Data items

===

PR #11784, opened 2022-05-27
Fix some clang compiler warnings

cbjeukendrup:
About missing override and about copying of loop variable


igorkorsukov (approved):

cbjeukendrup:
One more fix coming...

===

• Description of the task
Quote exactly and only the lines from the one holding "About missing override" through the end of the data.

• Written response
About missing override and about copying of loop variable


igorkorsukov (approved):

cbjeukendrup:
One more fix coming...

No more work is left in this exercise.